Schwerer Unfall in München-Ramersdorf: Fußgänger lebensgefährlich verletzt
Polizei ermittelt Unfallursache – Bedeutung für Fußgängersicherheit im Fokus

Am Sonntagabend ereignete sich auf der Werinherstraße in München-Ramersdorf ein folgenschwerer Verkehrsunfall: Ein 43-jähriger Fußgänger wurde von einem Pkw erfasst und schwer verletzt. Die Leitstelle erhielt um 21:57 Uhr den entsprechenden Notruf zum Unfallhergang.
Unfallhergang und Rettungseinsatz
Nach Angaben aus der Pressemitteilung wurde der Fußgänger nach dem Zusammenstoß auf einen angrenzenden Grünstreifen geschleudert. Bis zum Eintreffen der Rettungskräfte übernahm ein aufmerksamer Passant die Erstbetreuung des Verletzten.

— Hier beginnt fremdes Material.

PR #170, opened 2020-03-13
Updated README.md for object syntax of sort_by and filtering and sorting by association

abellotti:
Updated the README.md to mention the new object type syntax for sort_by parameter as well as the filtering and sorting by association attribute as well as sorting by association count.

Dependencies:

- [x] https://github.com/RedHatInsights/insights-api-common-rails/pull/167
- [x] https://github.com/RedHatInsights/insights-api-common-rails/pull/159

### DIFF
--- a/README.md
+++ b/README.md
@@ -69,23 +69,56 @@ After implementing filtering in your application, this is the way to filter via 
 
 Sorting query results is controlled via the _sort_by_ query parameter. The _sort_by_ parameter is available for both REST API and GraphQL requests.
 
-The syntax for the _sort_by_ parameter supports:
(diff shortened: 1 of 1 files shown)


README.md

Die medizinische Erstversorgung erfolgte durch die Besatzung eines Rettungswagens, die daraufhin einen Notarzt zur weiteren Unterstützung anforderte. Im Anschluss transportierte der Rettungsdienst den schwer Verletzten zur weiteren Behandlung in den Schockraum einer Münchner Klinik.

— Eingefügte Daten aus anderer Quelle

PR #171, opened 2020-03-19
RBAC - Added support for scopes in permissions

mkanoor:
In the RBAC resource definition we are adding scope to
differentiate between admin, groups and users

Sample Usage by Approval

```
x = Insights::API::Common::RBAC::Access.new
my_scopes = x.scopes('workflows','read')
if my_scopes.include?('admin')
    # handle admin scope 
    # Worfklows.all
elsif my_scopes.includes?('group')
   # Handle Group Scope
elsif my_scopes.includes?('user')
   # Handle User Scope
else
   # Nothing Accessible
end
```
Sample Usage by Catalog API
```
x = Insights::API::Common::RBAC::Access.new('catalog, approval')
my_scopes = x.scopes('portfolios','read')
if my_scopes.include?('admin')
    # handle admin scope 
    Portfolios.all
elsif my_scopes.includes?('group')
   # Handle Group Scope
elsif my_scopes.includes?('user')
   # Handle User Scope
else
   # Nothing Accessible
end

# Somewhere else when doing Set Approval
my_scopes = x.scopes('workflows', 'read',  'approval')
my_tags_scopes = x.scopes('taglinks', 'write',  'approval')
if my_scopes.count > 0 && my_tags_scopes.count > 0
    # User can set approval on Portfolio
end

```


lib/insights/api/common/rbac/access.rb
```diff
@@ -25,6 +25,23 @@ def accessible?
             @acl.any?
           end
 
+          def is_accessible?(app_name, resource, verb)
```
hsong-rh: For following methods, may we set default value `ENV["APP_NAME"]` for `app_name`?  They might be called multiple times in each app.  Add a check on `ENV["APP_NAME"].nil?` ?

mkanoor: @hsong-rh I thought about that but it runs into problems about where the argument is

is_accessible?(resource, verb, app_name = ENV['APP_NAME'])

but most of the permissions look like

catalog:portfolios:read

Where app_name comes first.

In the case of catalog we have to check the permission for catalog and approval so it has to be passed in all the time.

lib/insights/api/common/rbac/access.rb
```diff
@@ -25,6 +25,23 @@ def accessible?
...
+          def admin_scope?(app_name, resource, verb)
+            scope?(app_name, resource, verb, "admin")
+          end
+
+          def group_scope?(app_name, resource, verb)
+            scope?(app_name, resource, verb, "group")
+          end
+
+          def user_scope?(app_name, resource, verb)
+            scope?(app_name, resource, verb, "user")
```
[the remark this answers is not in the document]
mkanoor: @bzwei Why not be explicit about it, there is no harm in saying that certain resources are user specific.

lib/insights/api/common/rbac/access.rb
```diff
@@ -25,6 +25,23 @@ def accessible?
             @acl.any?
           end
 
+          def is_accessible?(app_name, resource, verb)
+            regexp = create_regexp(app_name, resource, verb)
+            @acl.any? { |item| regexp.match?(item.permission) }
+          end
+
+          def admin_scope?(app_name, resource, verb)
+            scope?(app_name, resource, verb, "admin")
```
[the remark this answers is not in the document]
mkanoor: @bzwei yes, we have not been using the id == '*' approach for a while now. We had that in our first implementation. We will remove those functions once we have everyone at the latest version.

lib/insights/api/common/rbac/access.rb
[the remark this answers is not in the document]
mkanoor: @bzwei The is_accessible is the new method which will replace the accessible? method. The current accessible? method doesn't take any arguments. The is_accessible? takes the app name, resource, verb.

lib/insights/api/common/rbac/access.rb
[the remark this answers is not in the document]
bzwei: Yes we can set explicitly for user scope. What I suggest is the default should be user scope if there is no resourceDefinition for it. Therefore we can have a much clean permission definition for regular users.

lib/insights/api/common/rbac/access.rb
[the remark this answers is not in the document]
bzwei: Since the gem is version controlled, we can safely replace the existing `accessible?` method with the new implementation. Any app that uses this gem will update the use of `accessible?` and bump up the gem version number. We don't need to have another round to rename `is_accessible?` to `accessible?`.

lib/insights/api/common/rbac/access.rb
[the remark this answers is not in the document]
bzwei: Again, the gem is version controlled, we can safely remove it now without worrying someone is not using the latest version.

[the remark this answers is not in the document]
bzwei: Sorry, depend on how the gem version is specified in Gemfile, we do need to maintain backward compatibility. But if we are sure nobody is using it we can remove it now.

lib/insights/api/common/rbac/access.rb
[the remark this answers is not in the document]
bzwei: Sorry, depend on how the gem version is specified in Gemfile, we do need to maintain backward compatibility.
You may want to consider to have `def accessible?(app_name = nil, resource = nil, verb = nil)` for a while for backward compatibility purpose. And in the future remove the default values for arguments. This way at least both catalog-api and approval-api does not need to switch from `is_accessible?` to `accessible?`.

mkanoor:
@bzwei @hsong-rh Please review removed old methods and cleaned up specs.

lib/insights/api/common/rbac/access.rb
```diff
@@ -5,32 +5,32 @@ module RBAC
...
-                @regexp.match?(item.permission)
-              end
+              @acl ||= Service.paginate(api, :get_principal_access, {:limit => DEFAULT_LIMIT}, @app_name).to_a
             end
             self
           end
 
-          def accessible?
-            @acl.any?
+          def accessible?(resource, verb, app_name = ENV['APP_NAME'])
```
bzwei: `app_name` is already given by `initialize`

gmcculloug: Right, maybe these should be `def accessible?(resource, verb, app_name = @app_name)`

mkanoor: @gmcculloug When we fetch permissions for catalog and approval in a single RBAC call we might have to set @app_name = '*'  or @app_name = '\*' or @app_name = ""

But when you call this function you are trying to fetch it for a specific  app, so the @app_name is not a good default in this case. So the app_name = ENV['app_name'] is a better default and it sets the default to the current app that is using it.

mkanoor: To clear the confusion I have changed the app_name in the constructor to app_name_filter since it can be '*'

bzwei: @mkanoor I am confused. When `@acl` is created, they are already limited by `@app_name_filter`. What do you get if here you `app_name = '*'`?

Or is it the opposite that you want to set `@app_name_filter = '*'` first and narrow it down to `app_name = 'catalog'` here? By using '*', do you really want to fetch permissions from ALL apps? The list will be very long. It might be better to call the method twice for two selected apps.

mkanoor: @bzwei 
The RBAC service stores all the permissions for a user across applications. There are many applications that use RBAC and a single user can have permissions from many applications.

The get_principal_access call to the RBAC service gives you back these access/permissions. This API takes a filter called application_name listed here


https://github.com/RedHatInsights/insights-rbac-api-client-ruby/blob/master/docs/AccessApi.md#get_principal_access

The first argument to get principal access call is the name of the application to filter the access by so for a single application you can fetch your access by using the ENV['APP_NAME'] which is a pretty good default for services that only need to fetch access list for a single app e.g approval.

For apps that need access for 2 apps like catalog, we need access for approval and catalog we would have to make either 2 calls or make a single call with '*' or '' and then locally filter out the permissions we need.

Approach 1:

  x = get_principal_access('catalog',..)
  y = get_principal_access('approval',..)

Approach 2:
z = get_principal_access('*',...)

Or
 Approach 3:
a = get_principal_access('catalog, approval',...)


the get_principal_access call is expensive so its beneficial to make a single call.

Once you have the access available locally we cache that for the single API call since we might have to traverse the result multiple times.

So the admin_scope?, group_scope?, user_scope? calls are dealing with the locally available data so we don't have to go back to RBAC on a per call basis.

So when we initialize a instance of the Access class we are asking for the filter which can be

'approval'
'approval, catalog',
''
'*'

This is not the value that you would use when you call the admin_scope?, group_scope?, user_scope?, that has to be specific for the app that you are interested in.

As far as apps that deal with a single service the app_filter is the same as the ENV['APP_NAME'] and you don't have to add an extra argument

But for apps that have to deal with permissions for 2 different apps the app_name argument becomes important and it cannot default to the app_name_filter.

bzwei: My concern is to get all back through '*'. Since we can select multiple apps `a = get_principal_access('catalog, approval',...)`, then yes, this is good. Thanks for the clarification.

mkanoor:
@bzwei 
We have a ticket opened with the RBAC team https://projects.engineering.redhat.com/browse/RHCLOUD-5269
Which might give us more clarity on what the app_name filter would look like

'catalog,approval'
'*'
''

or something else

lib/insights/api/common/rbac/access.rb
gmcculloug: My concern is if someone initializes the object with `app_name_filter` set to a single app_name that is not the same as `ENV['APP_NAME']` then they are required to pass `app_name` to every method call, which seems odd.

Does that seem like a reasonable use case to handle?

I think we could support this in the initialize method by allowing a user to pass the `app_name` as a second optional parameter, and if that is nil (the default) we set it to `app_name_filter` if it does not include a separator or wildcard character.  Otherwise, it defaults to `ENV['APP_NAME']` .

Something like this:
```ruby
def initialize(app_name_filter = ENV["APP_NAME"], app_name = nil)
  @app_name_filter = app_name_filter

  @app_name = if app_name.present?
                app_name
              elseif !app_name_filter.include?('*') and !app_name_filter.include?(',')
                app_name_filter
              else
                ENV["APP_NAME"]
              end
end
```

Probably a better way to do this, but trying to get the idea across.

mkanoor:
@gmcculloug I am not sure adding an extra parameter helps anything here for a normal use case say for approval which only ever works with only its objects the code would look like

```
x = Insights::API::Common::RBAC::Access.new
x.accessible?('workflows','read')
x.admin_scope?('workflows','read')
```

For a case like catalog which needs to get access from catalog and approval and maybe topology down the road

```
x = Insights::API::Common::RBAC::Access.new('catalog, approval')
x.accessible?('portfolio','read')
x.admin_scope?('portfolio','read')

x.accessible?('workflow','read','approval')
```

You need to pass in the extra argument only when you are trying to get permission check for objects **which are not** in your app, When you need to check for permissions **in your app** you dont have to pass in the extra argument. It couldn't be much simpler than that. Adding extra argument in the initializer has no value since the app name is needed when you make the check. Only when you need to check for permissions for objects not in your own app.

mkanoor:
I changed this to WIP temporarily because the caller might see a big performance improvement if it collected all the scopes in a single call and then did some logic locally.

e.g
```
x = Insights::API::Common::RBAC::Access.new
if x.admin_scope?('workflows', 'update')
   # Do Admin Stuff
else if x.group_scope?('workflows','update')
  # Do Group Stuff
else if x.user_scope?('workflows,'update')
  # Do User Stuff
else
     puts "Not Accessible"
end
```

versus Collecting all scopes in a single call so you dont have to traverse the array multiple times.
```
x = Insights::API::Common::RBAC::Access.new
current_scopes = x.scopes('workflows', 'update')
if current_scope.includes?('admin')
   # Do Admin Stuff
else if current_scope.includes?('group')
   # Do Group Stuff
else if current_scope.includes?('user')
   # Do User Stuff
else
   puts "Not Accessible"
end
```

mkanoor:
@hsong-rh @bzwei 
Please review the example usages. I have added a new method called scopes since it will make it easier to make a single pass and collect all the scopes for an object.

The use case is

A user can be part of all these groups at the same time
   - Approval Administrator
   - Approval Approver
   - Approval User

Or the user could be part of 2 groups
   - Approval Administrator
   - Approval Approver

So the scopes method allows you to collect all the scopes with a single call and then have the caller decide the order of precedence. Admin will be checked first then group and then user.

gmcculloug:
@mkanoor I like the new approach as it does not require this code to know the scope values (admin, group, user) and the app has more control over how it accesses the data.  👍

lib/insights/api/common/rbac/access.rb
gmcculloug: I don't have a real use-case for this at the moment, so willing to ignore this for now and address later if we find a need, at which time we'll have more information to drive the changes.

In most cases the app is going to be just checking it's own permissions so this makes sense as is.

lib/insights/api/common/rbac/access.rb
```diff
@@ -39,26 +52,33 @@ def self.enabled?
...
             end
           end
 
-          def owner_scope_filter?
-            @acl.any? do |item|
-              item.resource_definitions.any? do |rd|
-                rd.attribute_filter.key == 'owner' &&
-                  rd.attribute_filter.operation == 'equal' &&
-                  rd.attribute_filter.value == '{{username}}'
+          def all_scopes(item)
```
bzwei: since each scope can be one of three possible values, and admin > group > user, can a permission in reality have more than one scope defined in the definition?

mkanoor: @bzwei Yes, the attribute filter is an array. Plus the permission is coming from different roles.

Approval Administrator
                   -> approval.workflows.read
                          sope = admin
Approval Approver
                  -> approval:workflows:read
                         scope = group

Once you make a get_principal_access call it dissolves the roles and you are left with
-> approval:workflows:read
                          sope = admin
-> approval:workflows:read
                         scope = group

When the API calls in the above scenario with
scopes('workflows',read') the result will be ['admin','group']

lib/insights/api/common/rbac/access.rb
```diff
@@ -5,32 +5,45 @@ module RBAC
...
 
-          def accessible?
-            @acl.any?
+          def scopes(resource, verb, app_name = ENV['APP_NAME'])
+            regexp = create_regexp(app_name, resource, verb)
+            @acls.each_with_object([]) do |item, memo|
+              if regexp.match?(item.permission)
+                memo << all_scopes(item)
+              end
+            end.flatten
```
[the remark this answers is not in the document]
mkanoor: @bzwei I will remove the duplicates

mkanoor:
@bzwei Please review

lib/insights/api/common/rbac/access.rb
bzwei: '*' is logically a superset of app_name.
```
x = Insights::API::Common::RBAC::Access.new('catalog')
x.accessible?('workflow','read','approval')
```
The above example will always return `false` even if the login user has true read permission to workflow. It is a coding error, but the bug cannot be easily revealed.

Ermittlungen zur Unfallursache
Die Polizei hat die Ermittlungen zur Klärung des genauen Unfallhergangs aufgenommen. Details zum Ablauf des Unfalls sind bislang nicht öffentlich bekannt. Die Analyse der Unfallursache bleibt abzuwarten.

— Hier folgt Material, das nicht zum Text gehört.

PR #172, opened 2020-03-25
Implement group_uuid filtering

mkanoor:
This was added by the RBAC team in
https://github.com/RedHatInsights/insights-rbac/pull/243

### DIFF
--- a/lib/insights/api/common/rbac/validate_groups.rb
+++ b/lib/insights/api/common/rbac/validate_groups.rb
@@ -12,7 +12,7 @@ module Insights
 
             Service.call(RBACApiClient::GroupApi) do |api|
               uuids = SortedSet.new
-              Service.paginate(api, :list_groups, {}).each { |group| uuids << group.uuid }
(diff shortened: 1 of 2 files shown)


lib/insights/api/common/rbac/validate_groups.rb
```diff
@@ -12,7 +12,7 @@ def process
 
             Service.call(RBACApiClient::GroupApi) do |api|
               uuids = SortedSet.new
-              Service.paginate(api, :list_groups, {}).each { |group| uuids << group.uuid }
+              Service.paginate(api, :list_groups, {:uuid => @group_uuids.to_a}).each { |group| uuids << group.uuid }
```
gmcculloug: @mkanoor what is `@group_uuids` at this point?  Does this need `to_a` or `Array(@group_uuids)`

mkanoor: @gmcculloug Its an SortedSet 
https://github.com/RedHatInsights/catalog-api/blob/1b46ac5cd30dbb92ae53376f1bcffaa367f7787b/app/services/catalog/share_resource.rb#L4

Reaktionen und Bedeutung für den öffentlichen Straßenverkehr
Der Vorfall unterstreicht die Risiken, denen Fußgänger im Straßenverkehr ausgesetzt sind. Durch das schnelle Eingreifen eines Passanten und die professionelle Rettungskette konnte dem Verletzten umgehend geholfen werden. Die Ermittlungen der Polizei werden zeigen, wie es zu dem Zusammenstoß kam und ob weitere Maßnahmen zur Verkehrssicherheit erforderlich sind.
Bürgerinnen und Bürger werden gebeten, bei Unfällen überlegt zu reagieren, Erste Hilfe zu leisten und umgehend den Notruf zu wählen. Damit tragen sie entscheidend dazu bei, die Überlebenschancen von Verunglückten zu erhöhen.